Mensch Jelle; das könnte klappen !!!!
Ich muß bis 12:00 arbeiten und könnte dann gegen 14:30 am Wasser sein.
Schick mir doch mal deine Handy-Nr.; ich wollte dich diesen Freitag schon anmorsen, hatte aber keine Chance dich zu erreichen !
Gruß Uwe


----------



## Locke (7. März 2004)

@Blauortsand

Habe Freitag frei und würde Deine Einladung annehmen.
Dann kann ich meine ersten Gehversuche, die ich mit theactor gestartet habe, ein wenig vertiefen. 

Gruss Locke


----------



## Blauortsand (7. März 2004)

Na das entwickelt sich ja Prima!!!!!
Ich freue mich schon!!!!
Ich glaub ich muß gleich noch mal an die Küste!


----------



## Ace (7. März 2004)

Mist...ich muss absagen


----------



## Torsk_SH (7. März 2004)

Ich würde auch gerne muß aber leider malochen.... :-(


----------



## Blauortsand (7. März 2004)

> Mist...ich muss absagen



Schade Ace wo doch Dein Run begonnen hat - kannst ihn ja wann anders fortsetzen!


----------



## woodstock69 (8. März 2004)

moin,

darf man sich evtl. auch als zuschauer einklinken?! mangels wathose kann ich ja leider noch nicht aktiv teilnehmen, würde aber den profis gerne 'mal einen blick über die schulter werfen. 

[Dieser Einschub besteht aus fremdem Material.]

PR #321, opened 2016-05-09
Convert CachedHeaderView into xml

veyndan:
Converting this into xml resulted in a layout with a view depth of 5, into a layout with a view depth of 1 (a single view).


QuantumBadger:
Nice, thanks!

PR #322, opened 2016-05-10
Convert LinkDetailsView into xml

veyndan:


QuantumBadger:
Sorry I didn't look at this sooner, I didn't get an email for some reason!

There seem to be some regressions though:

* Plain links show duplicate text for the button title/subtitle
* The globe image looks weird now
* The font size (or maybe the font itself) is different

**Before screenshot (current behaviour):**

pr322_before

**After screenshot:**

pr322_after

veyndan:
Sorry, didn't seem to notice the duplicate text. For the icons I just took the one from the material design website as the vector drawable is already created for it, but I guess I can revert it. I think I changed the font size, but definitely didn't change the typeface. I believe it was originally at 15sp but changed it to 14sp as 15 isn't a font size that Google recommends. I can always change it back. Haven't got much time over the next month or so, but can do it afterwards.

PR #324, opened 2016-05-21
Make comment long-tap behavior dependent on comment tap behavior setting

mateoeh:
i.e. a long-tap will cause a comment to collapse if a normal tap is set to show the action menu, and vice versa. This way, tap and long-tap won't do the exact same thing when the tap action is set to 'Action Menu.'


QuantumBadger:
Looks good, thanks!

QuantumBadger:
I ended up making this a preference, and changing the defaults: https://github.com/QuantumBadger/RedReader/commit/15aa0c7ae27b9dd1b29f95cf33fd0d2f31edfcd6

PR #325, opened 2016-05-22
Version bumps and warning fixes

mvdan:


QuantumBadger:
Thanks! Before I merge this, would it be possible to undo the deletion of `icon_inv.png`? It's used as the icon for the [alpha version](https://redreader.org/alpha/).

At some point I'll modify the alpha building script to copy in `icon_inv.png` as needed, to save a few kB in the non-alpha apk :)

mvdan:
Ah, sure. One second.

mvdan:
Done.

QuantumBadger:
Awesome, thank you!

mvdan:
Your use of the "squash before merge" mechanism on github is interesting. I wouldn't use it as a rule though, as generally commits are split for a reason. For example, if any of the commits turn out to be troublesome, you won't be able to revert easily.

QuantumBadger:
> For example, if any of the commits turn out to be troublesome, you won't be able to revert easily.

Yep, agreed -- it also reduces the ability to use `git bisect` to figure out which change introduced an issue. But it's a trade-off between that and having a nice clean history without any diamonds/merge commits/etc. I'd significantly prefer it if GitHub added a "rebase without squashing" option :)

mvdan:
You can still do the regular rebase-merge without squashing via the shell. Check out the branch, rebase on top of master, merge. Don't know if GitHub will pick that up as merged though - I hope it would.

QuantumBadger:
I've done that in the past and IIRC GitHub didn't pick it up (so the commits weren't linked to the PR, and I had to close the PR manually). I suppose there's no way for them to tell, because there would be no merge commit, and the commit IDs would be different after the rebase. But it's strange that they have such poor support for such a common Git workflow.

PR #330, opened 2016-05-28
Update embedded Roboto font

### LINKED ISSUE #216: Remove embedded Roboto font
It seems that the app uses an outdated version of Roboto for some elements but uses the device's default font for others. The embedded fonts should be removed.
demo

mateoeh:
Fixes #216


QuantumBadger:
Thanks!

Issue #472, opened 2017-03-29
Better visibility for Markdown formated code


Hund:
I think it's really hard to see code blocks [[Example](https://i.imgur.com/crplH7c.jpeg)]. I think they should have a light grey background or some other colour for better visibility.

PR #474, opened 2017-03-29
Code now has light-grey background color

Clubfan22:
See #472

Both inline code (\`) and code blocks (introduced with 4 spaces or a tab)
now have a light-grey background color for better distinction.

Ideally, it would be possible to set that color based on the currently selected
theme, but it looks like the code would have to be refactored for that.

For now, I've chosen \#33333333 because it seems to be working in all themes.

A test post can be found [here](https://www.reddit.com/r/test/comments/612w0s/testing_underscore_parsing/).

### DIFF
--- a/src/main/java/org/quantumbadger/redreader/reddit/prepared/markdown/MarkdownParagraph.java
+++ b/src/main/java/org/quantumbadger/redreader/reddit/prepared/markdown/MarkdownParagraph.java
@@ -23,12 +23,7 @@ import android.support.v7.app.AppCompatActivity;
 import android.text.SpannableString;
 import android.text.SpannableStringBuilder;
 import android.text.Spanned;
-import android.text.style.ClickableSpan;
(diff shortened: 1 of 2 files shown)


QuantumBadger:
Thanks -- I haven't tested this yet, but presumably large blocks of four-space-indented code will look weird with this? I.e. the background will only extend to the end of the line, and so if different lines have different lengths then the background will end at inconsistent points?

Clubfan22:
The background actually extends to the end of the screen, it looks like this:
http://i.imgur.com/uv1FA4L.png

QuantumBadger:
That's only one line of text though -- I meant something like:

    a
    ab
    abc
    abcd

QuantumBadger:
Closing for now due to inactivity -- please re-open if this gets updated :)

Clubfan22:
Yes, I'll try to work on it again once I find the time, I'm a bit busy with university.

als "bestechung" bringe ich auch ein paar leckere frikadellen mit - vielleicht beissen darauf ja auch die mefos :q


----------



## Thorbi (8. März 2004)

@Blauortsand 

Ich habe Freitag auch frei&nbsp;und bin auf jeden Fall dabei, sofern das Wetter mitspielt! 

Gruß Thorbi


----------



## theactor (8. März 2004)

HI,

oh wie gern würde ich  -- aber ich muss abends ran und dann wird das sich (Strecke etc.) kaum lohnen...
Mal sehn..

#h


----------



## BrassenHelge (8. März 2004)

@Blauortsand 
Bin am Freitag wohl auch mit am Start, wenn ich rechtzeitig Schulschluß habe.  Mal gucken was bei Euch an der FL-Förde so abgeht )
Gruß Henning


----------



## detlefb (8. März 2004)

Moin blauortsand,

ein büschen vom Wetter mach ich das abhängig. So um 10 Uhr rum in FL oder umzu ist OK für mich.
Würde gerne mitmachen.......
Es wäre toll wenn uns wir irgenwo an einer AB Abfahrt treffen könnten, damit du mich ins "Zielgebiet" lotsen kannst 

Gruss aus Hamburg Detlef#h


----------



## Blauortsand (8. März 2004)

Oh man das wird ja nen richtiges Treffen so langsam ich glaube ich muß noch nen Pokal basteln!
Treffpunkt können wir ja Donnerstag Abend abmachen wenn ich weiß wie der Wind sich so entwickelt wird dann wahrscheinlich ein Parkplatz an der Grenze!
Für die Nachzügler lasse ich dann mein Handy an und verschicke vorher meine Nummer!!


----------



## Blauortsand (8. März 2004)

> darf man sich evtl. auch als zuschauer einklinken?! mangels wathose kann ich ja leider noch nicht aktiv teilnehmen, würde aber den profis gerne 'mal einen blick über die schulter werfen



Na Sicher!


----------



## detlefb (8. März 2004)

Jupp,
gute Idee, am Donnerstagabend...... dann sehe ich wie das Wetter wird. Meistens anders als vorhergesagt

Gruss Detlef


----------



## Thorbi (8. März 2004)

Ok, dann machen wir das Donnerstag Abend ab!
Wird bestimmt ein super Tag, ich habe das im Urin!!!!

Gruß Thorbi


----------



## marschel (8. März 2004)

Och mann,

wie gerne wäre ich dabei gewesen, und ich hatte auch noch bis eben gerade Zeit, selbst morgens,.... Ich könnt heulen....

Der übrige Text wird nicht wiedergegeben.